[Stored data]
****

PR #66, opened 2018-09-25
Add ratio comparison

mayerm94:
Add ratio comparison to comparison.coffee so it calls ratio's already-existing equals function

**Submitter:**
- [] Code coverage has not gone down and all code touched or added is covered.

**Reviewer:**

Name:

### DIFF
--- a/src/elm/ratio.coffee
+++ b/src/elm/ratio.coffee
@@ -37,8 +37,7 @@ module.exports.Ratio = class Ratio extends Expression
       divided_this.equals(divided_other)
 
   equivalent: (other) ->
-    if other instanceof Ratio
-      @equals(other)
+    @equals(other)
 
 module.exports.createRatio = createRatio = (numerator, denominator) ->
   new Ratio({numerator: numerator, denominator: denominator})
--- a/src/elm/ratio.coffee
+++ b/src/elm/ratio.coffee
@@ -37,7 +37,10 @@ module.exports.Ratio = class Ratio extends Expression
       divided_this.equals(divided_other)
 
   equivalent: (other) ->
-    @equals(other)
+    equal = @equals(other)
+    if !equal?
+      return false
+    equal
 
 module.exports.createRatio = createRatio = (numerator, denominator) ->
   new Ratio({numerator: numerator, denominator: denominator})
--- a/src/elm/ratio.coffee
+++ b/src/elm/ratio.coffee
@@ -35,6 +35,8 @@ module.exports.Ratio = class Ratio extends Expression
       divided_this = @numerator.dividedBy(@denominator)
       divided_other = other.numerator.dividedBy(other.denominator)
       divided_this.equals(divided_other)
+    else
+      false
 
   equivalent: (other) ->
     equal = @equals(other)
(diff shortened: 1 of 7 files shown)


src/elm/ratio.coffee
```diff
@@ -36,5 +36,9 @@ module.exports.Ratio = class Ratio extends Expression
       divided_other = other.numerator.dividedBy(other.denominator)
       divided_this.equals(divided_other)
 
+  equivalent: (other) ->
+    if other instanceof Ratio
+      @equals(other)
```
jbradl11: This returns null if `other` is not a Ratio correct, was that what was decided?

jbradl11: Also, if this just calls the equals class in Ratio, that also does a check for `other instanceof Ratio` so I don't think you need a duplicate check here, unless we want to return a different "falsey" value for equivalence.

cmoesel:
OK.  Good news (for us).  CQL-to-ELM doesn't allow `<`, `<=`, `>`, `>=` with `Ratio`.  If you try it, you get an error like this:
```
<data.coffee#Less[16:20, 16:53]> Could not resolve call to operator Less with signature (System.Ratio,System.Ratio).
```

CQL-to-ELM _does_ support `=` and `~` though.  You may want to consider adding tests for Ratio in `test/elm/comparison/`.  For example:
```
define EqRatios: 10 'mg' : 2 'dL' = 15 'mg' : 3 'dL'
define UneqRatios: 10 'mg' : 2 'dL' = 15 'mg' : 4 'dL'
```
and
```
define EqRatios: 10 'mg' : 2 'dL' ~ 15 'mg' : 3 'dL'
define UneqRatios: 10 'mg' : 2 'dL' ~ 15 'mg' : 4 'dL'
```

test/elm/comparison/test.coffee
```diff
@@ -93,6 +93,12 @@ describe 'Equal', ->
   it 'should be null for 5 Cel = 40 m', ->
     should(@aLtB_Quantity_incompatible.exec(@ctx)).be.null()
 
+  it 'should be true for 10mg:2dL = 15mg:3dL', ->
+    @eqRatios.exec(@ctx).should.be.true()
+  
+  it 'should be true for 10mg:2dL = 15mg:4dL', ->
```
cmoesel: typo: it should be _false_

test/elm/comparison/test.coffee
```diff
@@ -197,7 +203,13 @@ describe 'Equivalent', ->
 
   it 'should be true for FOO ~ foo', ->
     @caseInsensitiveStrings.exec(@ctx).should.be.true()
+
+  it 'should be true for 10mg:2dL ~ 15mg:3dL', ->
+    @eqRatios.exec(@ctx).should.be.true()
   
+  it 'should be true for 10mg:2dL ~ 15mg:4dL', ->
```
cmoesel: typo: it should be _false_

test/elm/comparison/test.coffee
mayerm94: <facepalm> I shouldn't have let that go through

PR #67, opened 2018-09-27
Fix todate

daco101:
Fix ToDate to also accept a datetime, fixes Today to be a date.
This PR also fixes an issue with the date to datetime conversion (ToDateTime).

**Submitter:**

**Reviewer:**

Name:

### DIFF
--- a/src/elm/type.coffee
+++ b/src/elm/type.coffee
@@ -50,7 +50,7 @@ module.exports.ToDate = class ToDate extends Expression
 
   exec: (ctx) ->
     arg = @execArgs(ctx)
-    if (not arg?) or (arg == undefined)
+    if (not arg?)
       return null
     else if arg.isDateTime
       return arg.getDate()
@@ -63,7 +63,7 @@ module.exports.ToDateTime = class ToDateTime extends Expression
 
   exec: (ctx) ->
     arg = @execArgs(ctx)
-    if (not arg?) or (arg == undefined)
+    if (not arg?)
       return null
     else if arg.isDate
       return arg.getDateTime()
--- a/src/elm/type.coffee
+++ b/src/elm/type.coffee
@@ -50,7 +50,12 @@ module.exports.ToDate = class ToDate extends Expression
 
   exec: (ctx) ->
     arg = @execArgs(ctx)
-    if arg? and typeof arg != 'undefined' then Date.parse(arg.toString()) else null
+    if (not arg?) or (arg == undefined)
+      return null
+    else if arg.isDateTime
+      return arg.getDate()
+    else
+      return Date.parse(arg.toString())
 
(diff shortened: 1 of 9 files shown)


src/elm/type.coffee
```diff
@@ -50,7 +50,12 @@ module.exports.ToDate = class ToDate extends Expression
 
   exec: (ctx) ->
     arg = @execArgs(ctx)
-    if arg? and typeof arg != 'undefined' then Date.parse(arg.toString()) else null
+    if (not arg?) or (arg == undefined)
```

****

*Exercise goal*: Copy every entry exactly; no part may be left out.

*Exercise result*:
PR #66, opened 2018-09-25
Add ratio comparison

mayerm94:
Add ratio comparison to comparison.coffee so it calls ratio's already-existing equals function

**Submitter:**
- [] Code coverage has not gone down and all code touched or added is covered.

**Reviewer:**

Name:

### DIFF
--- a/src/elm/ratio.coffee
+++ b/src/elm/ratio.coffee
@@ -37,8 +37,7 @@ module.exports.Ratio = class Ratio extends Expression
       divided_this.equals(divided_other)
 
   equivalent: (other) ->
-    if other instanceof Ratio
-      @equals(other)
+    @equals(other)
 
 module.exports.createRatio = createRatio = (numerator, denominator) ->
   new Ratio({numerator: numerator, denominator: denominator})
--- a/src/elm/ratio.coffee
+++ b/src/elm/ratio.coffee
@@ -37,7 +37,10 @@ module.exports.Ratio = class Ratio extends Expression
       divided_this.equals(divided_other)
 
   equivalent: (other) ->
-    @equals(other)
+    equal = @equals(other)
+    if !equal?
+      return false
+    equal
 
 module.exports.createRatio = createRatio = (numerator, denominator) ->
   new Ratio({numerator: numerator, denominator: denominator})
--- a/src/elm/ratio.coffee
+++ b/src/elm/ratio.coffee
@@ -35,6 +35,8 @@ module.exports.Ratio = class Ratio extends Expression
       divided_this = @numerator.dividedBy(@denominator)
       divided_other = other.numerator.dividedBy(other.denominator)
       divided_this.equals(divided_other)
+    else
+      false
 
   equivalent: (other) ->
     equal = @equals(other)
(diff shortened: 1 of 7 files shown)


src/elm/ratio.coffee
```diff
@@ -36,5 +36,9 @@ module.exports.Ratio = class Ratio extends Expression
       divided_other = other.numerator.dividedBy(other.denominator)
       divided_this.equals(divided_other)
 
+  equivalent: (other) ->
+    if other instanceof Ratio
+      @equals(other)
```
jbradl11: This returns null if `other` is not a Ratio correct, was that what was decided?

jbradl11: Also, if this just calls the equals class in Ratio, that also does a check for `other instanceof Ratio` so I don't think you need a duplicate check here, unless we want to return a different "falsey" value for equivalence.

cmoesel:
OK.  Good news (for us).  CQL-to-ELM doesn't allow `<`, `<=`, `>`, `>=` with `Ratio`.  If you try it, you get an error like this:
```
<data.coffee#Less[16:20, 16:53]> Could not resolve call to operator Less with signature (System.Ratio,System.Ratio).
```

CQL-to-ELM _does_ support `=` and `~` though.  You may want to consider adding tests for Ratio in `test/elm/comparison/`.  For example:
```
define EqRatios: 10 'mg' : 2 'dL' = 15 'mg' : 3 'dL'
define UneqRatios: 10 'mg' : 2 'dL' = 15 'mg' : 4 'dL'
```
and
```
define EqRatios: 10 'mg' : 2 'dL' ~ 15 'mg' : 3 'dL'
define UneqRatios: 10 'mg' : 2 'dL' ~ 15 'mg' : 4 'dL'
```

test/elm/comparison/test.coffee
```diff
@@ -93,6 +93,12 @@ describe 'Equal', ->
   it 'should be null for 5 Cel = 40 m', ->
     should(@aLtB_Quantity_incompatible.exec(@ctx)).be.null()
 
+  it 'should be true for 10mg:2dL = 15mg:3dL', ->
+    @eqRatios.exec(@ctx).should.be.true()
+  
+  it 'should be true for 10mg:2dL = 15mg:4dL', ->
```
cmoesel: typo: it should be _false_

test/elm/comparison/test.coffee
```diff
@@ -197,7 +203,13 @@ describe 'Equivalent', ->
 
   it 'should be true for FOO ~ foo', ->
     @caseInsensitiveStrings.exec(@ctx).should.be.true()
+
+  it 'should be true for 10mg:2dL ~ 15mg:3dL', ->
+    @eqRatios.exec(@ctx).should.be.true()
   
+  it 'should be true for 10mg:2dL ~ 15mg:4dL', ->
```
cmoesel: typo: it should be _false_

test/elm/comparison/test.coffee
mayerm94: <facepalm> I shouldn't have let that go through

PR #67, opened 2018-09-27
Fix todate

daco101:
Fix ToDate to also accept a datetime, fixes Today to be a date.
This PR also fixes an issue with the date to datetime conversion (ToDateTime).

**Submitter:**

**Reviewer:**

Name:

### DIFF
--- a/src/elm/type.coffee
+++ b/src/elm/type.coffee
@@ -50,7 +50,7 @@ module.exports.ToDate = class ToDate extends Expression
 
   exec: (ctx) ->
     arg = @execArgs(ctx)
-    if (not arg?) or (arg == undefined)
+    if (not arg?)
       return null
     else if arg.isDateTime
       return arg.getDate()
@@ -63,7 +63,7 @@ module.exports.ToDateTime = class ToDateTime extends Expression
 
   exec: (ctx) ->
     arg = @execArgs(ctx)
-    if (not arg?) or (arg == undefined)
+    if (not arg?)
       return null
     else if arg.isDate
       return arg.getDateTime()
--- a/src/elm/type.coffee
+++ b/src/elm/type.coffee
@@ -50,7 +50,12 @@ module.exports.ToDate = class ToDate extends Expression
 
   exec: (ctx) ->
     arg = @execArgs(ctx)
-    if arg? and typeof arg != 'undefined' then Date.parse(arg.toString()) else null
+    if (not arg?) or (arg == undefined)
+      return null
+    else if arg.isDateTime
+      return arg.getDate()
+    else
+      return Date.parse(arg.toString())
 
(diff shortened: 1 of 9 files shown)


src/elm/type.coffee
```diff
@@ -50,7 +50,12 @@ module.exports.ToDate = class ToDate extends Expression
 
   exec: (ctx) ->
     arg = @execArgs(ctx)
-    if arg? and typeof arg != 'undefined' then Date.parse(arg.toString()) else null
+    if (not arg?) or (arg == undefined)
```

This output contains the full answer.